Stored data
=======
Issue #1968, opened 2019-03-11
Move TF configuration to stage-specific buckets


xbrianh:
Currently the DSS TF state files are stored in a dcp-shared bucket parameterized with the AWS account id:  `org-humancellatlas-{account_id}-terraform`.

State files should be moved to DSS stage specific buckets parameterized with both account_id and stage, e.g. `org-humancellatlas-dss-{account_id}-{DSS_DEPLOYMENT_STAGE}-terraform`

amarjandu:
Would need to update the lambda/cloud function build scripts + scripts for `infra`

PR #2086, opened 2019-04-29
Isolate Terraform State File Buckets

amarjandu:
Isolate terraform state file buckets by stage for DSS

Resolves: #1968


amarjandu:
use this spell to move statefiles quickly.... if needed. replace {account_id} as well as the stage within the grep and destination bucket stage. 

`aws s3 ls s3://org-humancellatlas-{account_id}-terraform/dss/ | grep dev | awk '{print $4}' | while read line; do aws s3 cp s3://org-humancellatlas-{account_id}-terraform/dss/$line s3://org-humancellatlas-dss-861229788715-dev-terraform/$line; done`

PR #2087, opened 2019-04-29
Remove trufflehog dependency.

DailyDreaming:
This is a travis only dependency.

Updating via `make requirements-dev.txt` doesn't remove dependencies it seems.

Blanking the file and regenerating the whole thing seems to update a lot of libraries and breaks in a few ways.  So just removing the trufflehog-only portions for now.


DailyDreaming:
@kislyuk Will do, thanks for taking a look.

PR #310, opened 2016-04-30
[Heroku_Installation_Guide]Insert the missing step before creating a new app

jig08:
Insert the missing step of moving into the `loklak_server` repo before creating a new app


sudheesh001:
@jig08 r+ This seems better. Thanks, merging this.

PR #320, opened 2016-05-05
Added autorecovery for bluemix

shivenmian:
I'd faced a problem that my bluemix server used to go down every week or so, probably because of its high memory usage / activity. Using autorecovery restarts the container group when it goes down.


sudheesh001:
You can also click the autorecover option while using the container group right ?

PR #321, opened 2016-05-05
Inserting Docker One-Click Deployment Button 

jig08:
[Demo Link](https://github.com/jig08/loklak_server/blob/master/README.md)

PR #322, opened 2016-05-07
Inserting Docker One-Click-Deployment Button

jig08:
[Demo Link](https://github.com/jig08/loklak_server/blob/master/README.md)

This is an update from previous PR https://github.com/loklak/loklak_server/pull/321 regarding the same issue


sudheesh001:
conditional review+ endpoints still not public

PR #324, opened 2016-05-08
Added Tweet badge to README.md

daminisatya:
I thought it would be awesome to add a tweet badge when clicked would auto tweet on to the twitter from the user.


jig08:
@daminisatya Great.
Wouldn't it be nice to insert the `@loklak_app` or `@lklknt`handle mention in the default tweet text ?  :)

daminisatya:
@jig08 Good one! Will add it

daminisatya:
#325

Issue #323, opened 2016-05-07
Docker cloud deployment endpoint not public


sudheesh001:

sudheesh001:
Found the bug, the bug was in the deployment methods, for loklak to run, we actually need 4G of memory but the docker containers can run on 1G RAM also. This minimal fails on Azure node with A0 because they offer only 0.75G because of which the build works but it becomes unable to run the application as a whole and keeps crashing even though the port 80 is exposed in the stack file.

To overcome this problem we always need the docker nodes which are > 1GB RAM so that the application containers can be deployed and hosted over there. The minimal machine doesn't get this up and running.

Here's a running instance on a 2 Node docker cluster with 1 container of loklak image on it.

http://loklak-1.loklak.990befd4.cont.dockerapp.io:32768/

Maybe we should record this in the documentation for others who are planning to deploy docker instances. Also please export the port 443 along with 80

sudheesh001:
Same issue with AWS and Digital ocean, please take minimal nodes 2 so that 1 can be dedicated to disk and other to operating system. Also choose a slightly larger machine to run this >1.5G for safety and do not choose a machine lower than that during deployment.

PR #328, opened 2016-05-08
Exposing port 443 to make Docker Cloud deployment endpoint public

jig08:
@sudheesh001 Changes done as proposed wrt Issue #323.

Earlier, it showed `32768->80/tcp` as the Published Port and `443/tcp` as the private port.
Now it is showing `32769->443/tcp` as the Published Port and `80/tcp` as the private port.

### DIFF
--- a/docker-cloud.yml
+++ b/docker-cloud.yml
@@ -2,4 +2,4 @@ web:
   name: "loklak"
   image: mariobehling/loklak
   ports:
-    - "80"
+    - "443"


docker-cloud.yml
```diff
@@ -2,4 +2,4 @@ web:
   name: "loklak"
   image: mariobehling/loklak
   ports:
-    - "80"
+    - "443"
```
sudheesh001: Please don't delete the `80` instead add 2 port values, that's what was expected
```
- "80"
- "443"
```

jig08:
@sudheesh001 Oh, now I get it.
Will do the required changes :)

jig08:
@sudheesh001 Here are the new changes #334

PR #333, opened 2016-05-10
Added to Readme

shivenmian:
Added two more badges, which I believe will be useful for contributors. We need to resolve as many of those issues as we can. @Orbiter @sudheesh001 @jig08 @daminisatya


jig08:
`review+`  Looks good to me :+1: Can be merged.

daminisatya:
Good one! Merging it.

PR #339, opened 2016-05-13
Setup -Xmx from environment

Soulou:
In environments like Scalingo or Heroku, it would be much more easy to configure the Xmx from en environment variable.

Then, you can configure it easily accordingly to the type of container/dyno you're using.

Variable name is "ENVXmx" to fit other variables naming scheme

### DIFF
--- a/bin/heroku_start.sh
+++ b/bin/heroku_start.sh
@@ -24,7 +24,7 @@ CLASSPATH=".:./classes/:$CLASSPATH"
 
 cmdline="java";
 
-if [ -n "$ENVXmx" ] ; then cmdline="cmdline -Xmx $ENVXmx";
+if [ -n "$ENVXmx" ] ; then cmdline="$cmdline -Xmx$ENVXmx";
 elif [ -n "$CUSTOMXmx" ]; then cmdline="$cmdline -Xmx$CUSTOMXmx";
 elif [ -n "$DFAULTXmx" ]; then cmdline="$cmdline -Xmx$DFAULTXmx";
 fi
--- a/bin/heroku_start.sh
+++ b/bin/heroku_start.sh
@@ -24,7 +24,8 @@ CLASSPATH=".:./classes/:$CLASSPATH"
 
 cmdline="java";
 
-if [ -n "$CUSTOMXmx" ]; then cmdline="$cmdline -Xmx$CUSTOMXmx";
+if [ -n "$ENVXmx" ] ; then cmdline="cmdline -Xmx $ENVXmx";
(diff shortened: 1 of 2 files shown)


shivenmian:
@Soulou Should this change also be made in bin/start.sh along with bin/heroku_start.sh?

Also, to fix the crashing of loklak on Scalingo, I'd spoken to Leo and he said that Scalingo and Bluemix supports max 512m, so Xmx in ```config/config.properties``` should be set at 2/3 of that i.e 350m. However, for Heroku, 800m is max.

The app actually crashes on Scalingo, Heroku and Bluemix within 1-7 days, and swapping is causing the poor performance (the Xmx as of now in ```config/config.properties``` is set at 600m and $DFAULTXmx is set at 800m in ```bin/start.sh``` and ```bin/heroku_start.sh``` both).

So to accomodate all three platforms, what value should be set for $DFAULTXmx in ```bin/start.sh``` and ```bin/heroku_start.sh``` and Xmx in ```config/config.properties```?

Soulou:
Actually, it's 512m is not the max, it's the size of the standard resource 1 dyno at Heroku or 1 container M at Scalingo. If you choose to have larger resources, you should be able to increase the size of Xmx dynamically, that's why I think this pull request is useful.

Having to modify a file each time the environment is changing is not a great way to do, it does not respect the [12factor rules](http://12factor.net). Most PaaS expect the apps to be based on thes rules.

tldr There is no one single value to set for `bin/start.sh`, `bin/heroku_start.sh` or `config/config.properties`, it should be configurable.

350m is ok for a 512MB server
600m is ok for a 1GB server
1200m is ok for a 2GB server
etc.

shivenmian:
Oh okay, I understand. It does make sense.

PS: May sound naive, but why have you not assigned ```$ENVXmx``` and used it directly? Or does the compiler pick it up automatically?

Soulou:
Actually, I've done it this way to fit the ideas behind the scripts, if it would depend of me, I would rewrite the scripts completely :-)

shivenmian:
@Soulou Oh okay so this script can't be merged yet? We need to assign ```$ENVXmx``` / rewrite the script?

Soulou:
No it's ok this PR can be merged, I was just saying that the script is a bit messy and could be rewritten, if I've time, I'll do it :-)

It just adds the ENVXmx environment variable which can override all the others Xmx definition (configuration etc.)

So it becomes much more flexible.

shivenmian:
@sudheesh001 Merge this?

Issue #318, opened 2016-05-03
Bluemix one click deploy failing in deploy stage build successful


daminisatya:
Same errors as in : https://github.com/loklak/loklak_server/pull/316#issuecomment-216429691

jig08:
I believe the reason could be missing `declared services:` in the `manifest.yml` file.
We need to mention the optional services that are expected to be set up before the app is deployed.
Could you please help me list 'em out ?

@Orbiter @daminisatya @sudheesh001

Orbiter:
=======
→ **EXERCISE REQUIREMENTS**
Quote every line of the records above, from the first down to the one holding "PR #2086, opened 2019-04-29", exactly as written.

→ **SOLUTION TO THIS TASK**
Issue #1968, opened 2019-03-11
Move TF configuration to stage-specific buckets


xbrianh:
Currently the DSS TF state files are stored in a dcp-shared bucket parameterized with the AWS account id:  `org-humancellatlas-{account_id}-terraform`.

State files should be moved to DSS stage specific buckets parameterized with both account_id and stage, e.g. `org-humancellatlas-dss-{account_id}-{DSS_DEPLOYMENT_STAGE}-terraform`

amarjandu:
Would need to update the lambda/cloud function build scripts + scripts for `infra`

PR #2086, opened 2019-04-29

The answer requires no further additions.